Crítica | Os Segredos do Castelo

Os Segredos do Castelo
(We Have Always Lived In The Castle)
Data de Estreia no Brasil: 18/12/2020
Direção: Stacie Passon
Distribuição: Brainstorm Media

Chegando de mansinho nas plataformas digitais na segunda metade desse mês de dezembro, Os Segredos do Castelo (péssima tradução nacional do título original ‘We Have Always Lived In The Castle‘) baseado no livro “Sempre Vivemos no Castelo” (1962) escrito por Shirley Jackson, responsável também pelo livro que inspirou a série A Maldição da Residência Hill (2018), tem dividido as opiniões a respeito de sua narrativa, ainda que sua qualidade técnica seja inquestionável.

Na história conhecemos a problemática família Blackwood, composta pelas irmãs Constance (Alexandra Daddario) e Merricat (Taissa Farmiga), além de seu tio Julian (Crispin Glover), que após seis anos de uma tragédia familiar, recebe a misteriosa e inesperada visita do ganancioso primo Charles (Sebastian Stan), que passa a morar na casa temporariamente. Conforme os costumes da família entram em conflito com o estilo de vida de Charles, as verdadeiras intenções de cada um começam a surgir enquanto a tensão aumenta a cada dia.

A diretora Stacie Passon, bem vista pela crítica após a boa recepção de seu premiado longa “Antes Sexo do que Nunca” (2013) em festivais, constrói aqui tudo com extrema minúcia e cuidado, da mesma forma como cada objeto enterrado por Merricat parece ter sua importância para a narrativa, assumindo que ao menos somos levados a pensar que seus feitiços funcionam. A ótima trilha musical pausada de Andrew Hewitt auxilia na interpretação cômica do filme, ao mesmo tempo que mantém a tensão entre os personagens.

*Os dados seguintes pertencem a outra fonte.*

PR #503, opened 2021-04-14
DDP-5815: fix fields alignment, font-size and label

aglushko-broad:
before:
image

after:
image

### DIFF
--- a/ddp-workspace/projects/ddp-sdk/src/lib/components/activityForm/picklist/dropdownActivityPicklistQuestion.component.ts
+++ b/ddp-workspace/projects/ddp-sdk/src/lib/components/activityForm/picklist/dropdownActivityPicklistQuestion.component.ts
@@ -9,11 +9,7 @@ import { NGXTranslateService } from '../../../services/internationalization/ngxT
 @Component({
     selector: 'ddp-activity-dropdown-picklist-question',
     template: `
-    <mat-form-field [floatLabel]="block.picklistLabel && block.selectMode === SELECT_MODE.SINGLE ? 'auto' : null">
-      <mat-label *ngIf="block.picklistLabel && block.selectMode === SELECT_MODE.SINGLE">
-        {{block.picklistLabel}}
-      </mat-label>
-
+    <mat-form-field>
       <ng-container *ngIf="block.selectMode === SELECT_MODE.MULTIPLE; then matSelect else nativeSelect">
       </ng-container>
 
@@ -39,6 +35,7 @@ import { NGXTranslateService } from '../../../services/internationalization/ngxT
                   [disabled]="readonly"
                   (change)="handleNativeSelect($event.target.value); details.show ? updateCharactersLeftIndicator(details.stableId) : null"
                   class="width">
+              <option value="">{{block.picklistLabel}}</option>
               <option *ngFor="let option of block.picklistOptions"
                       [value]="option.stableId">
                   {{option.optionLabel}}
--- a/ddp-workspace/projects/ddp-sdk/src/lib/components/activityForm/picklist/dropdownActivityPicklistQuestion.component.ts
+++ b/ddp-workspace/projects/ddp-sdk/src/lib/components/activityForm/picklist/dropdownActivityPicklistQuestion.component.ts
@@ -9,7 +9,7 @@ import { NGXTranslateService } from '../../../services/internationalization/ngxT
 @Component({
     selector: 'ddp-activity-dropdown-picklist-question',
     template: `
-    <mat-form-field [floatLabel]="block.picklistLabel && block.selectMode === SELECT_MODE.SINGLE ? 'always' : null">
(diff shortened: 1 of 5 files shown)


ddp-workspace/projects/ddp-sdk/src/lib/components/activityForm/picklist/dropdownActivityPicklistQuestion.component.ts
```diff
@@ -9,54 +9,60 @@ import { NGXTranslateService } from '../../../services/internationalization/ngxT
...
+                     [placeholder]="details.placeholder"
+                     [value]="details.text">
+          </mat-form-field>
+          <p *ngIf="!readonly" class="ddp-helper">
+              <span class="ddp-counter-color">
+                  {{ questionIdToCharactersLeft[details.stableId] }}
+              </span>{{ questionIdToCharacterLeftMsg[details.stableId] }}
+          </p>
+      </ng-container>
+    </mat-form-field>`,
```
MocanaAtBroad, line 62: @aglushko-broad : unfortunately git diff is not really helping to narrow down the change you made here. Could you briefly highlight/explain?

alextanlan:
You improved the alignment.
However, `ddp-activity-answer`-s are still not on the same level.

For testing it  - I moved left block to the right as to overlap them (by adding `position: relative; left: 50px`)

- Before changes (on dev env):

before

- After changes (run your branch locally):

after

ddp-workspace/projects/ddp-sdk/src/lib/components/activityForm/picklist/dropdownActivityPicklistQuestion.component.ts
aglushko-broad: sure! the changes I made:
- wrap with mat-form-field and assign matNativeControl to native select in order to apply material styles for alignment
- remove the first option from native select which was equal to the label and add mat-label (I had to add it out of native select ng-template in order to let internal mechanism which uses ng-content to handle it)

aglushko-broad:
> You improved the alignment.
> However, `ddp-activity-answer`-s are still not on the same level.
> 
> For testing it - I moved left block to the right as to overlap them (by adding `position: relative; left: 50px`)
> 
> * Before changes (on dev env):
> 
> before
> 
> * After changes (run your branch locally):
> 
> after

nice catch! didn't see it on the small screen. Fixed

alextanlan:
Perfect!

alextanlan (dismissed):

MocanaAtBroad:
OK. One super minor thing: the bottom of the "g" in the words "age" and "diagnosis" is getting cut off (it shows up in your screen capture too):
Screen Shot 2021-04-15 at 12 42 57 PM

MocanaAtBroad:
Another thing I am noticing is that after introducing the Material field label, this particular question looks unbalanced (Age of diagnosis has Material label, but Cancer Type just placeholder). Looking if this something we can tweak from server configuration....

MocanaAtBroad:
Let's back off/undo the change for Material label for the pull-down.

I think it might have wider repercussions/used in another apps and each of them would have to be verified that it looks good. Even in this case, just looking at code and configuration it is not totally clear what is the right thing to do now with the cancer type field while at the same time ensuring that it continuous to be right in all our apps.

Let's just make sure the alignment/original bug reported is right. We need that. At some point we can come back and revisit the Material label problem.

aglushko-broad:
> Let's back off/undo the change for Material label for the pull-down.
> 
> I think it might have wider repercussions/used in another apps and each of them would have to be verified that it looks good. Even in this case, just looking at code and configuration it is not totally clear what is the right thing to do now with the cancer type field while at the same time ensuring that it continuous to be right in all our apps.
> 
> Let's just make sure the alignment/original bug reported is right. We need that. At some point we can come back and revisit the Material label problem.

thanks for noticing that label position for select doesn't match the position for autocomplete input! I fixed it quickly, you can take a look again. Though I see your concern that it affects all apps I'd say having the label is better than don't have a label at all, it's more noticeable in the selected state, then the user can't be sure what exactly s/he selected before.
This is how it looks now
image
But anyway it's not a problem to remove the label for now and return it how it was before. Could you please confirm one more time we want to do it, thanks!

aglushko-broad:
> Let's back off/undo the change for Material label for the pull-down.
> 
> I think it might have wider repercussions/used in another apps and each of them would have to be verified that it looks good. Even in this case, just looking at code and configuration it is not totally clear what is the right thing to do now with the cancer type field while at the same time ensuring that it continuous to be right in all our apps.
> 
> Let's just make sure the alignment/original bug reported is right. We need that. At some point we can come back and revisit the Material label problem.

@MocanaAtBroad  it's all done! I updated the screenshot in the PR description

MocanaAtBroad (commented):
Looks good! Let's merge.

alextanlan (approved):

PR #505, opened 2021-04-15
DDP-5597: Text question confirmation support

aleksey-kuznetsov:
New version for text question confirmation support which relies on new custom `ActivityMatchValidationRule`.


ddp-workspace/projects/ddp-sdk/src/lib/services/activity/activityValidatorBuilder.service.ts
```diff
@@ -62,6 +64,9 @@ export class ActivityValidatorBuilder {
         if (questionBlock.questionType === QuestionType.Date) {
             rules.push(new ActivityDateNavyValidationRule(questionBlock, this.dateService));
         }
+        if (questionBlock instanceof ActivityTextQuestionBlock && questionBlock.confirmEntry) {
```
yufengwng: Text questions with the `EMAIL` input type can also have `confirmEntry`, but it looks like `ActivityMatchValidationRule` is only meant for `TEXT` input type? I think this is causing some unwanted error messages. For example, the Brain study has a `EMAIL` question with confirmation in the Child Contact activity and I see this:

Screen Shot 2021-04-15 at 11 45 49 AM

ddp-workspace/projects/ddp-sdk/src/lib/components/activityForm/answers/activity-text-input/activityTextInput.component.html
```diff
@@ -0,0 +1,61 @@
...
+        ></span>
+      </mat-option>
+    </mat-autocomplete>
+  </mat-form-field>
+
+  <ng-container *ngIf="block.confirmEntry">
+    <p
+      class="ddp-question-prompt ddp-question-prompt-confirmation"
+      [class.ddp-required-question-prompt]="this.block.isRequired"
+      [innerHTML]="block.confirmPrompt"
```
yufengwng, line 49: Is there a way to make this be the "label" instead of a paragraph? It works fine for a study like Brain (see my other screenshot), but for RGP, the UI is a bit different. Do we need some other flag to tell frontend to make this a label? What do you think, @charlottedye?

Screen Shot 2021-04-15 at 11 49 36 AM

ddp-workspace/projects/ddp-sdk/src/lib/services/activity/activityValidatorBuilder.service.ts
aleksey-kuznetsov: Thanks for that! I'll only apply this validation rule only for `Text` input type.

ddp-workspace/projects/ddp-sdk/src/lib/components/activityForm/answers/activity-text-input/activityTextInput.component.html
aleksey-kuznetsov: I was just following how other questions are set up, as for RGP we could just tweak the configuration for this question (i.e. drop `confirmPrompt` and only have `prompt` for main question).

aleksey-kuznetsov:
@charlottedye please take a look :)

ddp-workspace/projects/ddp-sdk/src/lib/services/activity/activityValidatorBuilder.service.ts
aleksey-kuznetsov: Done. It shouldn't be a problem for questions with `Email` input type from now on.

ddp-workspace/projects/ddp-sdk/src/lib/components/activityForm/answers/activity-text-input/activityTextInput.component.html
charlottedye: I think ideally the error message related to the first phone field should display under that field.

yufengwng: @charlottedye The main issue I want to highlight here is not the error messages but the prompt/label. Here's what I'm seeing for the backend configuration for this question (pseudo-code):
```
  filler_phone: {
    placeholderTemplate: "your telephone number * ",
    confirmEntry: true,
    confirmPromptTemplate: "confirm your telephone number",
    mismatchMessageTemplate: "please check your phone",
    validations: [
      {
        rule: REGEX,
        hintTemplate: "please enter valid phone"
      {
        rule: REQUIRED,
        hintTemplate: "please enter valid phone"
      }
    ]
  },
```
So to start with, we don't have a `prompt` for this question. We have a `placeholder` so that we get the UI experience of having the placeholder transition to a label. So @aleksey-kuznetsov , if we also drop `confirmPrompt`, there's no `prompt` to use. So my concern is: how do we get that second text input to use  `confirm your telephone number` as a placeholder AND also have that transition to a label when they start typing.

yufengwng: As a reminder, here's what we have in Gen2:

Screen Shot 2021-04-16 at 12 35 40 PM

charlottedye:
That's what you see before you click the next button, which is when the
error messages appear in Gen2.  After that, you should see an error message
under "Confirm Your Telephone Number", I believe, but not 100% sure

yufengwng:
> That's what you see before you click the next button, which is when the
error messages appear in Gen2.  

Yup. However, again, I'm not talking about the error messages. I am focusing on the placement of the question prompt/placeholder/label text.

charlottedye:
> > That's what you see before you click the next button, which is when the
> > error messages appear in Gen2.
> 
> Yup. However, again, I'm not talking about the error messages. I am focusing on the placement of the question prompt/placeholder/label text.

Got it!

charlottedye:
I ran the code and I thought I did everything correctly but now I'm not seeing a confirm field at all for some reason?

yufengwng:
@charlottedye Did you enable the `confirmEntry` configuration in the backend configuration files (see `enrollment-questions.conf`)? For branches, you can use `develop` branch for the backend, and this PR's branch for frontend.

charlottedye:
Apparently I forgot to pull in the latest develop in the backend! Although I still don't see confirmEntry being set to true: we should probably make that change in the backend.  I'm going ahead and making the change locally and testing it that way for now, though.

charlottedye (changes requested):
Screen Shot 2021-04-16 at 1 07 39 PM


Screen Shot 2021-04-16 at 1 06 51 PM

I think these two things need to be fixed.  First, the error message for the first phone number field should be displayed under the first phone number field.  Second, the formatting here is kind of ugly: the prompt format for the phone number field and the confirm phone number field should be the same.  I think this is what @yufengwng was mentioning earlier.

yufengwng:
Thanks @charlottedye. What I'm thinking is that, the frontend doesn't really have anything to tell it to render this in a different way. How exactly does frontend know to put `confirm your telephone number` as a placeholder instead of a prompt? There's nothing in the API that informs it to do this.

I'm starting to think we might need to take the same approach as what we did for the question prompt: instead of using `confirmPrompt`, we add a `confirmPlaceholder` to the API. If `confirmPrompt` is empty, we don't need to display a prompt for the second text input, and if `confirmPlaceholder` is available, we use that for the second text input. What do you think, @charlottedye and @aleksey-kuznetsov and @MocanaAtBroad ? Is there any other way for frontend to do this?

charlottedye:
> Thanks @charlottedye. What I'm thinking is that, the frontend doesn't really have anything to tell it to render this in a different way. How exactly does frontend know to put `confirm your telephone number` as a placeholder instead of a prompt? There's nothing in the API that informs it to do this.
> 
> I'm starting to think we might need to take the same approach as what we did for the question prompt: instead of using `confirmPrompt`, we add a `confirmPlaceholder` to the API. If `confirmPrompt` is empty, we don't need to display a prompt for the second text input, and if `confirmPlaceholder` is available, we use that for the second text input. What do you think, @charlottedye and @aleksey-kuznetsov and @MocanaAtBroad ? Is there any other way for frontend to do this?

That sounds like a good idea.  The other option, depending on time constraints, would be to just make both of them prompts.  But that would still be ugly because it wouldn't match the other questions.  So I think this is probably the way to go.

aleksey-kuznetsov:
@yufengwng are you talking about `<mat-label>` thing? If so, then we should add `confirmLabel` so that this confirm question works the same way as main question.

As for the error per field, I'm not really sure if this easily achievable.

aleksey-kuznetsov:
> Screen Shot 2021-04-16 at 1 07 39 PM
> 
> Screen Shot 2021-04-16 at 1 06 51 PM
> 
> I think these two things need to be fixed. First, the error message for the first phone number field should be displayed under the first phone number field. Second, the formatting here is kind of ugly: the prompt format for the phone number field and the confirm phone number field should be the same. I think this is what @yufengwng was mentioning earlier.

I wonder why you've got 2 identical questions and why second one is pushed to the right...

yufengwng:
Alright folks, I've created a new ticket to capture the missing requirement here: https://broadinstitute.atlassian.net/browse/DDP-5973. @charlottedye @aleksey-kuznetsov can you double-check the ticket to see if it'll give us what we need?

---

> I wonder why you've got 2 identical questions and why second one is pushed to the right...

@aleksey-kuznetsov are you talking about those 2 `*` (asterisks)? The backend text for it was misconfigured and have an extra `*` in the text. It'll be taken care of in the backend. You don't have to worry about it in this PR.

aleksey-kuznetsov:
@yufengwng sorry, It was a bit misleading for me, I didn't notice that Charlotte shared 2 screenshots instead of 1 😅

Anyway, a placeholder field is responsible for just a regular placeholder. If we need functionality around label (typical Material input labels which look like a placeholder but transition to label state when user focuses an input) then we need to also introduce `confirmLabel` just like for regular question.

yufengwng:
@aleksey-kuznetsov My understanding is that currently in Angular SDK, if the text question `prompt` is empty and `placeholderText` is provided, then Angular SDK will instead use the placeholder as the "label" (e.g. what you mentioned about Material input label being both a placeholder and a label). In fact, that is how we achieved the first text input in the screenshots for `your telephone number`.

My proposal for `confirmPlaceholderText` is similar. If `confirmPrompt` is empty and `confirmPlaceholderText` is provided, then Angular SDK should do the same thing it's doing for regular question: use `confirmPlaceholderText` as Material input label/placeholder.

aleksey-kuznetsov:
You're right, I was thinking that `<mat-label>` thing is responsible for that but setting a placeholder will work just fine.

I actually wonder why do we have this `<mat-label *ngIf="block.label"></mat-label>` chunk of code although I couldn't find any references where we would set `block.label = ...` except for Composite questions.

yufengwng:
@aleksey-kuznetsov We have implemented the change on the backend, and I have redeployed new study configuration to `dev` environment. We now have a `confirmPlaceholderText`. This is what you'll see from the API in `dev`:

Screen Shot 2021-04-27 at 2 40 16 PM

aleksey-kuznetsov:
@yufengwng thank you so much! I'll make necessary changes today.

aleksey-kuznetsov:
@yufengwng @charlottedye I've added support for `confirmPlaceholderText` field so now we should only have placeholders in RGP.

As for error messages under each field. I'm not really sure how we can achieve this, any thoughts?

ddp-workspace/projects/ddp-sdk/src/lib/components/activityForm/answers/activity-text-input/activityTextInput.component.html
```diff
@@ -0,0 +1,62 @@
...
+    ></p>
+
+    <mat-form-field class="example-input-field-confirmation">
+      <input
+        matInput
+        type="text"
+        [formControl]="formGroup.get(confirmationControlName)"
+        [placeholder]="block.confirmPlaceholder"
```
yufengwng: If `confirmPlaceholder` is not provided or empty, should we fallback and use the other `placeholder` (if available)?

yufengwng (dismissed):
Re: error message placement. I feel that since currently we're displaying the fields top-to-bottom instead of side-by-side, having the error message only show under the confirm input seems fine to me. But I'm not sure if error message placement is a hard requirement. I think Charlotte or Jeff will have a better take on this. Otherwise, this looks good to me.

ddp-workspace/projects/ddp-sdk/src/lib/components/activityForm/answers/activity-text-input/activityTextInput.component.html
aleksey-kuznetsov: This might be an option. I'll add that.

aleksey-kuznetsov:
I've also added two classes to wrapping `form` element: one which is static and other one which depends on question `stableId`. This way in RGP we can align those two fields in one line and have error message to appear underneath both of them.

yufengwng (approved):
Looks good as far as I can tell!

charlottedye (approved):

A maneira como a fotografia, o figurino e a cenografia do filme trabalham com o propósito de nos causar estranheza utilizando de cores desarmônicas (realçadas pela ousada colorização), ajuda diretamente a nos preparar para algo muito ruim (clímax) que parece estar sempre prestes a acontecer.

O humor se insere impressionantemente bem entre as cenas tensas. Os personagens junto às suas características intrínsecas, possuem comportamentos caricatos, que vão desde suas expressões corporais, até a forma como emitem seus diálogos. A atriz Taissa Farmiga é quem mais se destaca ao representar uma jovem paranóica, com trejeitos marcantes ao andar e ao encarar outras pessoas. Sebastian Stan também convence com uma interpretação que se altera entre o afetuoso e o desprezível em cerca de segundos.

O roteiro de Mark Kruger consegue aguçar e constranger o espectador com circunstâncias improváveis, em que além de nos deixar a todo segundo à beira de perder a paciência, assim como os moradores da casa, também nos provoca risos contidos com as situações desconfortáveis que nos apresenta. O problema é que no final, todas as “promessas” feitas pelo filme, não são realizadas a troco de algo muito valioso.

É fácil se incomodar com diversas complicações e incoerências do enredo, que permite uma relação contraditória entre os personagens, principalmente entre as irmãs Blackwood. A história não encontra sérios problemas para fluir com facilidade, mas seu ritmo não favorece todo o potencial de suspense existente com a chegada de Charles. É evidente que muito aqui é desperdiçado em prol de uma mera exposição das adversidades enfrentadas por Constance e essencialmente Merricat. O histórico e o objetivo de cada personagem também não são definidos e esclarecidos de maneira satisfatória, e sendo por um propósito narrativo (gerar uma possível surpresa ao final de seu terceiro ato) ou não, o fato é que não colaboram para que nos enxerguemos naqueles personagens e nos envolvamos completamente com a história. Esse visível e provavelmente intencional afastamento do público para com os moradores da casa, afeta o desenvolvimento dramático da obra, ainda que em contrapeso facilite a imersão do público durante as cenas mais risíveis.

Mesmo com todas as complicações de sua trama, Os Segredos do Castelo intriga com seus mistérios e personagens peculiares. Pela sagacidade de propor uma estrutura diferente diante do gênero em que se insere, a obra ainda preserva e discute (mesmo que brevemente) sobre o horror do abuso familiar e a importância do apoio fraternal. Beirando o pretensioso e o dispensável, o filme de Stacie Passon ainda nos ganha pela habilidade em balancear a tensão e o humor em cenas essencialmente dramáticas.